Economic Growth Slowed Down in Q3 but Net Exports Saved the Day

The U.S. economy is weak, as GDP numbers in both the second quarter and the third quarter have shown. The fundamental reason why the U.S. economy grew 2.6% during the third quarter of the year was because Net Exports, which is exports of goods and services less imports of goods and services, contributed 2.77 percentage points to economic growth during the quarter.
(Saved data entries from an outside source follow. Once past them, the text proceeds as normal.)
PR #285, opened 2023-07-19
Merkle tree proof implementation

vembacher:
#### Summary

This adds implementations for:

- consistency proofs
- inclusion proofs
- checkpoint/STH related functionality

The Merkle proofs are essentially ports of the [transparency-dev implementations](https://github.com/transparency-dev/merkle/tree/036047b5d2f7faf3b1ee643d391e60fe5b1defcf/proof), including the test suite.
The checkpoint related code is based on the [implementation in the `rekor` Go package](https://github.com/sigstore/rekor/tree/3bdf74677a279cc46afc1c6ef35e2afdb16058b4/pkg/util).

I also changed the Rekor models to use the new `SignedCheckpoint` type, which implements the `serde` traits. For now I think this is the only major breaking change, the rest are mostly new or private APIs.

I have not implemented the logic to verify that Checkpoints and the corresponding consistency/inclusion proof are sound together. I want to discuss how to handle this here.

#### Release Note

TODO when finalized

#### Documentation

TODO when finalized


vembacher:
I added examples for consistency and inclusion proofs.

I will also add some tests in the future to the methods I added to the Rekor models. What test data should I use for this? As these require log entries + keys.

Also I'm unsure whether [my checks to ensure whether proofs and checkpoints are valid together](https://github.com/sigstore/sigstore-rs/pull/285/commits/c1eadee306010611d7520fa45dec18621a8ac384#diff-65a1e8a6b0905f301ed949e0e47de53f91a681e8bac66197aa1fc395bb20fd25R160-R187) are correct. What is the correct way to do this?

flavio:
Sorry, this has been sitting on my review list for a long time. I need some time to get familiar with the feature being implemented :sweat:

vembacher:
> Sorry, this has been sitting on my review list for a long time. I need some time to get familiar with the feature being implemented 😓

No worries! I'm not in a rush to complete this.

gaetanww:
I received an error with the current implementation when I tested for the entry with index `25579`.

## Problem

I received the following error although the verification should have succeeded.
```
InclusionProofError(MismatchedRoot { expected: "db0822d0508b54bfb770ba5d3394d331bd9a22c91d9a8c0b906e7ea2208903be", got: "4d006aa46efcb607dd51d900b1213754c50cc9251c3405c6c2561d9d6a2f3239" })
```

## Underlying problem

The underlying error is, I believe, related to the assumption that the body is formatted as canonical JSON when it is appended to the log. Indeed, to verify that the body is included in the merkle tree, the implementation currently [reserializes the body using a canonical formatter](https://github.com/sigstore/sigstore-rs/blob/acbcb91f1e69f8aab5262fb1859a75ed9d94a43f/src/rekor/models/log_entry.rs#L131). However, I think the original entry wasn't formatted using a canonical formatter (see files below).

## To fix

We can't make the assumption that the body was formatted canonically, so I think the solution should be to keep the "original" base64-decoded body as bytes in the `LogEntry` struct and use this to verify the inclusion proof instead of reserializing it. 

If you agree with the fix, I'm happy to work on it.

## To reproduce

The following code:
```rust
let rekor_config = Configuration::default();
let rt = tokio::runtime::Runtime::new().unwrap();
let log_entry = rt.block_on(get_log_entry_by_index(&rekor_config, 25579)).unwrap();
let mut encoded = vec![];
let mut ser = serde_json::Serializer::with_formatter(
    &mut encoded,
    olpc_cjson::CanonicalFormatter::new(),
);
log_entry.body.serialize(&mut ser).unwrap();
println!("{}", String::from_utf8(encoded).unwrap());
```
returns:
```json
{"apiVersion":"0.0.1","kind":"rekord","spec":{"data":{"hash":{"algorithm":"sha256","value":"ce9a7c82f32194995888758cf107ef0cc52e0b8cdce73b4240658ee9e73783cb"}},"signature":{"content":"MGUCMD3oKzgsGnPAkJEXegDIsdlh4BFCQbM6jng4Sy3axY/+2tlK97oe/CkxabT1ZXUqCAIxAJDq+zLfRZZEJD5DvaKhFEu+Jm+jD4UXc3CaZp2MSajiralmtalA6fSGCXjwGfUzOw==","format":"x509","publicKey":{"content":"LS0tLS1CRUdJTiBDRVJUSUZJQ0FURS0tLS0tCk1JSUNrakNDQWhpZ0F3SUJBZ0lVQU0rK0dYRFN5bUNPSW82YmxMMG5EZngxb21nd0NnWUlLb1pJemowRUF3TXcKS2pFVk1CTUdBMVVFQ2hNTWMybG5jM1J2Y21VdVpHVjJNUkV3RHdZRFZRUURFd2h6YVdkemRHOXlaVEFlRncweQpNVEEzTWpnd09ETTNOREphRncweU1UQTNNamd3T0RVM05ERmFNQUF3ZGpBUUJnY3Foa2pPUFFJQkJnVXJnUVFBCklnTmlBQVJjMDMrUU4vTHBrOGpqUFQwTmV5a01ucm9mMnpZUkJxNm05ei9TMXhRSzduZnZhU3grRjUrTEtwN3gKR2ExbHY2SWNvRXdwUHA2MUdsYnd5S0VQVWJLdzJrYnJyRVpPMnhKV3kxb0VEUHBYMlJqcTBYS0RZcEF5Zi9mQwoyZzJjSnVtamdnRW5NSUlCSXpBT0JnTlZIUThCQWY4RUJBTUNCNEF3RXdZRFZSMGxCQXd3Q2dZSUt3WUJCUVVICkF3TXdEQVlEVlIwVEFRSC9CQUl3QURBZEJnTlZIUTRFRmdRVTRBUDhtTkI4ejhSZFJyTVVLZ1A2Mm0xUFErd3cKSHdZRFZSMGpCQmd3Rm9BVXlNVWRBRUdhSkNreVVTVHJEYTVLN1VvRzArd3dnWTBHQ0NzR0FRVUZCd0VCQklHQQpNSDR3ZkFZSUt3WUJCUVVITUFLR2NHaDBkSEE2THk5d2NtbDJZWFJsWTJFdFkyOXVkR1Z1ZEMwMk1ETm1aVGRsCk55MHdNREF3TFRJeU1qY3RZbVkzTlMxbU5HWTFaVGd3WkRJNU5UUXVjM1J2Y21GblpTNW5iMjluYkdWaGNHbHoKTG1OdmJTOWpZVE0yWVRGbE9UWXlOREppT1daallqRTBOaTlqWVM1amNuUXdIZ1lEVlIwUkFRSC9CQlF3RW9FUQpZM1JoWkdWMVFHZHRZV2xzTG1OdmJUQUtCZ2dxaGtqT1BRUURBd05vQURCbEFqRUE3TTJwSzhRUFRrSGs1bzZ0CmdnampZdjBLV1BUajRKUTAwU3RjR0xqa1g3SU1iNC9HdXpYRkQ4czZDOEd3NmpwMEFqQW1Xa2JROTVsMzlnUGQKR2pjUjBSQURaT0dYb0NPQURwOE5lSzhBL2dKdWdnR0ZINHZYZ2l1ODJsQm5MOEZSc09jPQotLS0tLUVORCBDRVJUSUZJQ0FURS0tLS0tCg=="}}}}
```

when a direct call to the api:
```bash
curl 'https://rekor.sigstore.dev/api/v1/log/entries?logIndex=25579' | jq -r '.[ (keys_unsorted)[0] ].body' | base64 -d
```
returns:
```json
{"apiVersion":"0.0.1","spec":{"data":{"hash":{"algorithm":"sha256","value":"ce9a7c82f32194995888758cf107ef0cc52e0b8cdce73b4240658ee9e73783cb"}},"signature":{"content":"MGUCMD3oKzgsGnPAkJEXegDIsdlh4BFCQbM6jng4Sy3axY/+2tlK97oe/CkxabT1ZXUqCAIxAJDq+zLfRZZEJD5DvaKhFEu+Jm+jD4UXc3CaZp2MSajiralmtalA6fSGCXjwGfUzOw==","format":"x509","publicKey":{"content":"LS0tLS1CRUdJTiBDRVJUSUZJQ0FURS0tLS0tCk1JSUNrakNDQWhpZ0F3SUJBZ0lVQU0rK0dYRFN5bUNPSW82YmxMMG5EZngxb21nd0NnWUlLb1pJemowRUF3TXcKS2pFVk1CTUdBMVVFQ2hNTWMybG5jM1J2Y21VdVpHVjJNUkV3RHdZRFZRUURFd2h6YVdkemRHOXlaVEFlRncweQpNVEEzTWpnd09ETTNOREphRncweU1UQTNNamd3T0RVM05ERmFNQUF3ZGpBUUJnY3Foa2pPUFFJQkJnVXJnUVFBCklnTmlBQVJjMDMrUU4vTHBrOGpqUFQwTmV5a01ucm9mMnpZUkJxNm05ei9TMXhRSzduZnZhU3grRjUrTEtwN3gKR2ExbHY2SWNvRXdwUHA2MUdsYnd5S0VQVWJLdzJrYnJyRVpPMnhKV3kxb0VEUHBYMlJqcTBYS0RZcEF5Zi9mQwoyZzJjSnVtamdnRW5NSUlCSXpBT0JnTlZIUThCQWY4RUJBTUNCNEF3RXdZRFZSMGxCQXd3Q2dZSUt3WUJCUVVICkF3TXdEQVlEVlIwVEFRSC9CQUl3QURBZEJnTlZIUTRFRmdRVTRBUDhtTkI4ejhSZFJyTVVLZ1A2Mm0xUFErd3cKSHdZRFZSMGpCQmd3Rm9BVXlNVWRBRUdhSkNreVVTVHJEYTVLN1VvRzArd3dnWTBHQ0NzR0FRVUZCd0VCQklHQQpNSDR3ZkFZSUt3WUJCUVVITUFLR2NHaDBkSEE2THk5d2NtbDJZWFJsWTJFdFkyOXVkR1Z1ZEMwMk1ETm1aVGRsCk55MHdNREF3TFRJeU1qY3RZbVkzTlMxbU5HWTFaVGd3WkRJNU5UUXVjM1J2Y21GblpTNW5iMjluYkdWaGNHbHoKTG1OdmJTOWpZVE0yWVRGbE9UWXlOREppT1daallqRTBOaTlqWVM1amNuUXdIZ1lEVlIwUkFRSC9CQlF3RW9FUQpZM1JoWkdWMVFHZHRZV2xzTG1OdmJUQUtCZ2dxaGtqT1BRUURBd05vQURCbEFqRUE3TTJwSzhRUFRrSGs1bzZ0CmdnampZdjBLV1BUajRKUTAwU3RjR0xqa1g3SU1iNC9HdXpYRkQ4czZDOEd3NmpwMEFqQW1Xa2JROTVsMzlnUGQKR2pjUjBSQURaT0dYb0NPQURwOE5lSzhBL2dKdWdnR0ZINHZYZ2l1ODJsQm5MOEZSc09jPQotLS0tLUVORCBDRVJUSUZJQ0FURS0tLS0tCg=="}}},"kind":"rekord"}
```

Note that the the `"kind"` field is at the end of the json in the API and in second place in the canonicalized format.

gaetanww:
np! Thanks for the pointer, yes that would do it! I think the solution I suggested would break backward compatibility. I think the following code should work (using the `json_syntax` crate with features `["canonicalize", "serde_json"]`)

```rust
pub fn verify_inclusion(&self, rekor_key: &CosignVerificationKey) -> Result<(), SigstoreError> {
        self.verification
            .inclusion_proof
            .as_ref()
            .ok_or(UnexpectedError("missing inclusion proof".to_string()))
            .and_then(|proof| {
                // encode as canonical JSON
                let mut json_value = json_syntax::Value::from_serde_json(serde_json::to_value(&self.body)?);
                json_value.canonicalize();
                let encoded_entry = json_value.compact_print().to_string().into_bytes();
                proof.verify(&encoded_entry, rekor_key)
            })
    }
```

vembacher:
I hopefully should be able to take a closer look at this some time next week, and apply the fix/update the PR.

gaetanww:
One more data point on issue above. It works perfectly without modification with index: `71844338`.

vembacher:
I haven't looked at it in a few months, but if I remember correctly there are two types of indices. With one being the index in the log and one being the index in the tree. So you might be using the incorrect index.

vembacher:
@gaetanww is your issue resolved?

gaetanww:
Sorry for the slow response. I made it work for the latest rekor records (e.g., index `71844338`), the early one (`25579`) still fails AFAICT.

vembacher:
I did some investigating, I think @gaetanww your original analysis was correct and the formatting of the log entry is the issue.

The [Go client also uses the Base64 encoded entry provided by the log](https://github.com/sigstore/rekor/blob/6cdd40d56e924cf13e09b40d53a04faed5e3e8c6/pkg/verify/verify.go#L158), is this the correct way to handle this? I feel like this might conflict with [the description on how SETs are supposed to be verified](https://github.com/sigstore/rekor/blob/6cdd40d56e924cf13e09b40d53a04faed5e3e8c6/openapi.yaml#L479-L482).

gaetanww:
Yes, the documentation does conflict with the actual definition. There should at least be a comment in the go code to explain why it's implemented that way. 
I think we should raise the point with the maintainers of the cosign project. I'll open an issue.

exFalso:
This is failing on 32bit targets because of the use of `usize` for bitwise arithmetic. Changing to `u64` fixes it.

tannaurus:
Howdy 👋 is there someone in the community equipped to adequately review this MR? We at 1Password would be happy to review elements of this work but the core team that has directed energy towards this project doesn't have previous experience with merkle tree proof implementations.

loosebazooka:
@tannaurus I'm going to look at the merkle tree proof as I previously did a lot of work on a different client there. However I would need someone else to do the rust review.

vembacher:
> This is failing on 32bit targets because of the use of `usize` for bitwise arithmetic. Changing to `u64` fixes it.

I will update it to `u64`, it seems like [RFC6962](https://datatracker.ietf.org/doc/html/rfc6962) also prescribes a `uint64`.

loosebazooka:
Sorry my ability to read rust is bad.

I'm a little confused by the edits in rekor/models -- those seem like generated files? But the added code doesn't seem generated? Maybe I'm just reading rust wrong.

The inclusion proof looks like its following the spec in 6962, there's a slightly different implementation in [9162](https://www.rfc-editor.org/rfc/rfc9162.html#name-merkle-inclusion-proofs) -- I don't know if it matters but it's not recursive.

It might be valuable to add some tests on the rekor inclusion proof itself (rather than the sub-functions):

one random example (from the java client):
```
      "inclusionProof": {
        "hashes": [
          "810320ec3029914695826d60133c67021f66ee0cfb09a6f79eb267ed9f55de2c",
          "67e9d9f66f0ad388f7e1a20991e9a2ae3efad5cbf281e8b3d2aaf1ef99a4618c",
          "16a106400c53465f6e18c2475df6ba889ca30f5667bacf32b1a5661f14a5080c",
          "b4439e8d71edbc96271723cb7a969dd725e23e73d139361864a62ed76ce8dc11",
          "49b3e90806c7b63b5a86f5748e3ecb7d264ea0828eb74a45bc1a2cd7962408e8",
          "5059ad9b48fa50bd9adcbff0dd81c5a0dcb60f37e0716e723a33805a464f72f8",
          "6c2ce64219799e61d72996884eee9e19fb906e4d7fa04b71625fde4108f21762",
          "784f79c817abb78db3ae99b6c1ede640470bf4bb678673a05bf3a6b50aaaddd6",
          "c6d92ebf4e10cdba500ca410166cd0a8d8b312154d2f45bc4292d63dea6112f6",
          "1768732027401f6718b0df7769e2803127cfc099eb130a8ed7d913218f6a65f6",
          "0da021f68571b65e49e926e4c69024de3ac248a1319d254bc51a85a657b93c33",
          "bc8cf0c8497d5c24841de0c9bef598ec99bbd59d9538d58568340646fe289e9a",
          "be328fa737b8fa9461850b8034250f237ff5b0b590b9468e6223968df294872b",
          "6f06f4025d0346f04830352b23f65c8cd9e3ce4b8cb899877c35282521ddaf85"
        ],
        "logIndex": 1227,
        "rootHash": "effa4fa4575f72829016a64e584441203de533212f9470d63a56d1992e73465d",
        "treeSize": 14358,
        "checkpoint": "rekor.sigstage.dev - 108574341321668964\n14358\n7/pPpFdfcoKQFqZOWERBID3lMyEvlHDWOlbRmS5zRl0=\n\n— rekor.sigstage.dev 0y8wozBFAiB8OkuzdwlL6/rDEu2CsIfqmesaH/KLfmIMvlH3YTdIYgIhAPFZeXK6+b0vbWy4GSU/YZxiTpFrrzjsVOShN4LlPdZb\n"
      },
```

Export growth was very strong, up 14.4%, while imports declined by 6.9%. This means that the U.S. sold a lot of goods and services to the rest of the world as it imported fewer goods from the rest of the world. Thus, all those firms/industries that cater to consumers around the world had a very good quarter, especially considering the strength in the U.S. dollar during this year. But most importantly, the reason why the U.S. economy was strong during the third quarter of the year wasn’t because of the domestic sectors, but just because the rest of the world imported lots of goods from the U.S.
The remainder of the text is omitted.